The collapse of honey bee colonies is a major problem for Canada and the world. Important crops such as oilseed rape, blueberries, cranberries, almonds, pears and apples, among others, depend on this industrious insect for their pollination. Unfortunately, the Varroa destructor mite feeds on bees in their adult and juvenile stages, weakening them and transmitting deadly viral infections that cause colony collapse.

Colony replacement costs, the least of our concerns, run to about $400 million a year in Canada and the United States combined. The most worrisome cost, the loss of pollination and the honey harvest business, and the consequent decline in fruit harvests, amounts to losses in the billions annually. Beekeepers treat colonies for varroa mites each year, when mite levels rise in spring and fall, but outbreaks become more difficult to control.

There are only five widely used treatment options. One of them is showing signs of resistance, and two treatments are corrosive and difficult to apply.

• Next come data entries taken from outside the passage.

PR #801, opened 2026-08-17
avoid empty wallet seeds

### LINKED ISSUE #586: Lifecycle Error: Error recovering wallet seed
**Describe the bug**
I get this error when trying to get the recovery seed phrase for a wallet.

**To Reproduce**
This wallet was created using the wallets owner_api "create_wallet" call using the following parameters:
{"password": "supersecret", "name": null, "mnemonic": null, "mnemonic_length": 0}

The create_wallet call returns success and the wallet appears to work. I can scan it, and get "info", etc.

Getting the recovery phrase fails with:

To prevent the appearance of resistance in mites and maintain good control of them, it is necessary to have effective integrated pest management (IPM) schemes, which require the use of several treatment options in rotation. A Genome BC-funded project, Identification of target sites for a new acaricide against the honey bee parasite, Varroa destructor, offers a novel and urgently needed tool in IPM.

“A new Varroa miticide has been discovered that does not visibly harm bees and has no adverse effects on vertebrates,” says Dr. Erika Plettner, co-director of the project and Professor of Chemistry at Simon Fraser University. "Our project aims to discover the efficacy of this new compound, which we urgently need to see approved and put into practice." Plettner is collaborating with Dr. Leonard Foster, co-director of the project and professor in the Michael Smith Laboratories at UBC, to apply proteomics tools to identify the molecular target and determine how, when and where it can be applied.

The anticipated impact of this research will be a game changer in the beekeeping industry and beyond. Information on the target site of the new compound in mites is vital for registration with the health authorities, the greatest barrier to market entry for this new acaricide. Understanding the destination and the mechanism of interaction will help the team and end users to further improve the product, its formulation and the application schedule in integrated pest management plans.

“Food safety is one of the main concerns of countries around the world,” said Federica Di Palma, Scientific Director and Vice President of Sectors at Genome BC. "About a third of crops depend on bee pollination and addressing mite resistance is a big step forward in safeguarding colonies."

The project will run until September 2023, so that the first learnings can be applied in the next cycle of field tests. The project has been funded through Genome BC's new Pilot Innovation Fund (PIF).